Однако после первой же недели, после того как я немного приспособился к коляске, удержать меня в палате было очень сложно. Всеми правдами и неправдами, уговорами и мольбами я добивался того, чтобы как можно больше времени проводить вне стен, неотступно окружавших меня на протяжении последних одиннадцати лет. Я упрашивал медсестер разрешать мне во время «тихого часа» находиться не в кровати, а в беседке или где-нибудь в гуще деревьев. Обретаться на улице в тридцатиградусную жару и подставлять лицо обжигающему ветру – удовольствие изматывающее и потное, к тому же с мухами, но я соглашался на все, только бы не чувствовать тяжести опостылевших стен. Я впервые за все годы, проведенные в санатории, мог осматривать его закоулки, иногда даже предпринимал попытки «выйти» за пределы, что было небезопасно.

В санатории наказывались многие вещи: походы за территорию, покупка продуктов в расположенных рядом магазинах, попытка проноса родителями домашней еды. И никто из врачей не знал, какую радость мы испытали, когда, выйдя первый раз за забор, в первом же маленьком магазинчике купили жестяную банку консервированной кильки с маслом. Килька была съедена в ту же ночь с хлебом, которым мы запаслись с ужина, а жестянка вылизана (не обошлось без мелких порезов особо жадных языков). Для нас в то время обычная килька казалась неописуемым лакомством.
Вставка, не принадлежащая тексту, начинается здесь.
PR #1482, opened 2020-08-25
fix: optimize git clone process

hyy0322:

- clone with depth flag first, if fail (some version of bitbucket not support), retry without depth flag.

Fixes #

Reference to #

/cc @zhujian7 @supereagle 

**Release note**:

```release-note
NONE
```

### DIFF
--- a/build/resolver/git/entrypoint.sh
+++ b/build/resolver/git/entrypoint.sh
@@ -57,12 +57,8 @@ if [ -z "${SCM_REVISION}" ]; then echo "SCM_REVISION is unset"; exit 1; fi
 if [ -z "${SCM_AUTH}" ]; then echo "WARN: SCM_AUTH is unset"; fi
 if [ "${SCM_TYPE}" = "Bitbucket" ] && [ -z "${SCM_USER}" ]; then echo "WARN: SCM_USER is required when SCM_TYPE is Bitbucket"; fi
 
-# Git clone with "--depth" option will fail when the server is Bitbucket which version less than 
-# v0.6.4(This version is not guaranteed to be accurate, I tested v0.6.4 support "--depth", but v0.5.4.9 not support)
-if [ "${SCM_TYPE}" != "Bitbucket" ]; then
-    GIT_DEPTH_OPTION="--depth=1"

Мне в то время многое доставляло радость. После долгих лет, прожитых по режиму, даже такая малость, как возможность поесть не то, что тебе дают, а то, что ты хочешь, была похожа на счастье.

Иногда у меня даже мелькали мысли приехать домой. Дом находился недалеко. Не раз во время наших нелегальных вылазок меня провозили по моей улице, и я видел окна квартиры, где жили мои родители и сестра. Но я тут же вспоминал, как они встретили меня в последний раз, и не решался показываться родственникам на глаза.

* * *

Тот год для меня был годом мучений. Несмотря на то, что весил я не очень много, вес мой был все же более того, на который рассчитывалась коляска. Невозможно сосчитать, сколько раз у нее отлетали колеса, трескалось дно. Трудно припомнить все переломы, которые я перенес, ежедневно влезая в этот чудо-транспорт и выбираясь из него. Переломы, которые я заработал от тряски при езде по не очень ровному асфальту санатория. Особняком стоят переломы, случившиеся при переворачивании коляски: либо тот, кто вез меня, ее не удерживал, коляска заваливалась набок, и я падал носом в землю; либо кто-нибудь, взявшийся помочь внести коляску по ступенькам, поскальзывался, и мы снова оказывались на земле. К счастью, полных переворачиваний или, как говорят моряки, «оверкилей» было немного, но нужно ли пояснять, что в этих случаях мои травмы оказывались весьма «множественными»? В таких ситуациях я радовался, если удавалось не сломать обе руки одновременно.

Тот год запомнился переломами, постоянными ремонтами коляски, болью, но главное – непередаваемым ощущением свободы и волнительной радости, ведь я почти ничем не отличался от своих школьных друзей-приятелей, потому что обрел способность перемещаться в пространстве вместе с ними. <...>

Выпускной бал

И был последний день.

Все двенадцать лет вместились в эти несколько часов. Двенадцать лет, с детскими радостями, переживаниями, проблемами. С надеждой в самом начале, что когда-нибудь смогу ходить, и с пониманием, что этого никогда не случится, с реальностью полной неподвижности в конце. Со сменяющимися вокруг меня, такими же, как я, детьми. Многие лежали годами, почти все уезжали домой на лето и вновь возвращались осенью.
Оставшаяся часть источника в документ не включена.